Shakoor Rana

Personal information
- Full name: Shakoor Rana
- Born: 3 April 1936 Amritsar, Punjab, British India
- Died: 9 April 2001 (aged 65) Lahore, Punjab, Pakistan

Umpiring information
- Tests umpired: 18 (1975–1996)
- ODIs umpired: 22 (1977–1996)
- Source: Cricinfo, 9 April 2001

= Shakoor Rana =

Pakistani cricketer and umpire

Shakoor Rana (3 April 1936 - 9 April 2001) was a Pakistani cricketer and umpire.

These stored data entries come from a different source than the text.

PR #1598, opened 2023-01-09
doc: Update README and add widget architecture doc

jzimbel-mbta:
**Asana task**: [Document technical architecture of Screens app's "widget framework"](https://app.asana.com/0/1185117109217413/1203530439461080/f)

NOTE FOR REVIEWERS: You can view the rendered markdown by clicking this button on the top right of a `.md` file diff.
Screen Shot 2023-01-09 at 12 41 56 PM

This is my attempt to more fully document the internal "widget framework" that we've developed for the app. I tried to follow the advice from [here](https://matklad.github.io/2021/02/06/ARCHITECTURE.md.html), somewhat.

I also zhuzhed up the main README with some sample screenshots! 😃


docs/architecture/widget_framework.md
```diff
@@ -0,0 +1,90 @@
...
+
+During the serialization step, all pages except the current one are discarded. This means the React client is only aware of the content of the current page at any given moment.
+
+### Why backend paging?
+
+Because audio readouts are not space constrained in the same way as the visual UI, and because they happen less frequently, we want to read out all info from a screen, including currently hidden pages. Since audio synthesis happens on the backend, this means the backend needs to be aware of, and in control of, paging.
+
+## Feature: Audio-only widgets
+
+Because the semantics of speech don't allow for the same "scanability" as a visual UI, we occasiona5lly need to provide a summary of content before it's read out, so that the rider can decide whether it's relevant to them.
```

He stood in 18 Test matches, including one in 1987, where his public row with England captain Mike Gatting led to the match being disrupted.

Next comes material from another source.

PR #1599, opened 2023-01-10
tweak: Filter upcoming alerts for Alerts widget

cmaddox5:
**Asana task**: [[GL E-Ink V2] Filter out upcoming alerts](https://app.asana.com/0/1185117109217413/1203637230901491/f)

His brothers Azmat Rana and Shafqat Rana, and his sons Mansoor Rana and Maqsood Rana played cricket for Pakistan.

==Playing career==
Shakoor Rana played in 11 first-class matches between 1957 and 1973, accumulating 226 runs and 12 wickets. He was overshadowed by his brothers Shafqat Rana and Azmat Rana who both represented Pakistan at Test level.

==Umpiring career==
Rana made his international debut as an umpire in 1974 at Lahore, the city that had become his hometown. The match was between Pakistan and the West Indies. His career continued until his last match between Pakistan and New Zealand in 1996, also at Lahore. He stood in 18 test matches and 22 One Day Internationals.

==1987 Test match in Faisalabad==
In a Test match in Faisalabad in 1987, Rana and Mike Gatting argued after Rana decided Gatting had made an alteration to the fielding positions as Eddie Hemmings ran in to bowl. Rana accused Gatting of cheating, though in fact, the move was legal as Gatting had been signalling to the long leg fielder to stop walking in, as it was not in the batsman's eyeline, while earlier in the series he had put on a Pakistan shirt during the match.

Rana shouted "Stop,Stop" and called a dead ball, with the ensuing argument stopping the match, and footage of the English cricket captain and the umpire shouting at each other with fingers pointed in each other's faces was widely broadcast. Rana accused Gatting of cheating and both were accused of using foul language, much of which was heard by a worldwide TV audience via the stump microphone. Shakoor refused to stand again in that Test until he received an unconditional apology from Gatting for the language used in the dispute. Gatting was threatened with being stripped of the England captaincy and was forced into issuing a written apology to Rana. Gatting issued a written apology and has since expressed regret at his part in the row.

Rana was due to umpire the third and deciding Test match of the series, however the TCCB informed Pakistan that in those circumstances England would not play the match, so he was replaced.